1. Description
How to distribute $n$ vowels in an acoustic space so that the average vowel-to-vowel distance is maximized? In a classical paper, Liljencrants and Lindblom proposed numerically minimizing the energy function
$$E = \sum_{i=1}^{n-1} \sum_{j=i+1}^{n} \frac{1}{(x_i - x_j)^2 + (y_i - y_j)^2}$$
where the $x_i$ stand for the first and the $y_i$ for the second formants (expressed in mel space, with second formants F3-corrected). In the paper, $E$ was minimized in a semi-guided manner by first distributing the $n$ vowels on a circle in the centre of the vowel space and then moving the vowels towards the periphery (defined by a model of the articulators) as long as $E$ was diminishing.

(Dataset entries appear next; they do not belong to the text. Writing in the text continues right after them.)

PR #620, opened 2020-05-09
Add cron job scheduler to ELKS

georgp24:
Ported a version of cron and crontab to ELKS and added documentation for it.


ghaerr:
Hello Georg, you're porting more applications for ELKS complete with documentation, thank you.

I have a couple questions and comments, and then a change or two that I'd like to see before getting this committed.

Have you tested this much? I see the demo example after installation writes to a cron.out file, what directory is that file created in?

With regards to memory requirements, I'm working on trying to get applications, especially daemons, made very much smaller so they can co-exist with all the other processes that are likely to be running at boot time. The -maout-chmem= option is likely required, but I see you've set it to 32k for both cron and crontab. That's going to be a lot of extra memory for just cron, and will likely result in users not using cron as much as they might if the exact requirements were better known. Can you look at cron and crontab's memory usage (both heap and stack) using `ps` to determine how much heap and stack is actually needed? Very soon we will be setting separate heap and stack values for those applications that need higher memory amounts than 4k heap and 4k stack, which is the new default (half of the previous 16k). I hope to get most ELKS applications running in 4k total heap and stack. The -maout-chmem= option should only be used for the applications that require it individually in Makefiles, not for the entire Makefile. A few days ago, the stdio BUFSIZ was lowered from 2048 to 1024 to further reduce heap requirements, considering that no ELKS filesystem read will ever return > 1024 bytes, based on L2 buffer size-limited I/O.

Putting the crontab file in /var/spool/cron/root uses 2k extra disk space for every disk (two extra directories), for every floppy, whether they use cron or not. I'd like to have all cron disk usage moved to just /var. Ideally, that file would be changed to /var/cron-root or something similar, eliminating other directories. I plan on moving /var/run/utmp to /var/utmp as well. The directory and filename should be \#define'd in cron source so they're easily changed should ELKS be further adapted.

elkscmd/cron/crontab (binary file) should be deleted from this PR. Create an elkscmd/cron/.gitignore including cron and crontab.

Thanks!

georgp24:
The directory `/var/spool/cron/` is used by all Linux distros as the location for the crontab file or files. They usually get cron running on startup and the users put their crontab files at this location. As ELKS just has one user this file is called root. I used the standard location for Linux. I could make it `var/cron` for ELKS. I do not want to move away much from this because all the tutorials and documention on the internet for cron are mentioning this location. 
The locations are specified in #define statements in the code.

I will look into the memory requirements. Crontab is just executed temporarily to edit or generate a crontab file in the var/spool/cron directory. This probably does not need the chmem option.

ghaerr:
Thanks Georg, I'll commit this now.

Since you're now checking for /var/cron to exist and returning a possible error, I think an even better approach, given than /var always exists, would be to not have a pre-built rootfs_template /var/cron/root, but instead to programmatically mkdir the /var/cron directory as well as create the root file when checking, instead of returning an error. An error would only be returned if /var/cron or /var/cron/root could not be created and that would be one less thing a user would have to worry about, in the case he wanted to run cron on a non-boot or non-distribution disk. This has the benefit of requiring less distribution disk space until used, and unlikely to error. Also, your cron system would be completely self contained and not require rootfs template files in order to work.

georgp24:
Ok, I will implement that.

ghaerr:
Ok, great! Just push it in your open #625 and I'll commit both afterwards.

A conceptually simpler way is to throw $n$ vowels into the space at random, and then minimize $E$ by making random improvements to the vowels (stochastic hill climbing). Here I give C++ code for a program that does this, in the hopes that this may be useful in teaching (to illustrate the theory of adaptive dispersion, and also to introduce optimization by way of hill climbing), or even in research. The logic of the program is as follows:
- Distribute $n$ vowels in the two-dimensional space at random.
- For a desired number of iterations:
- Pick a random vowel
- Move this vowel in a random direction
- If vowel ended up outside the articulatorily possible space, try another random direction and move by just half the amount.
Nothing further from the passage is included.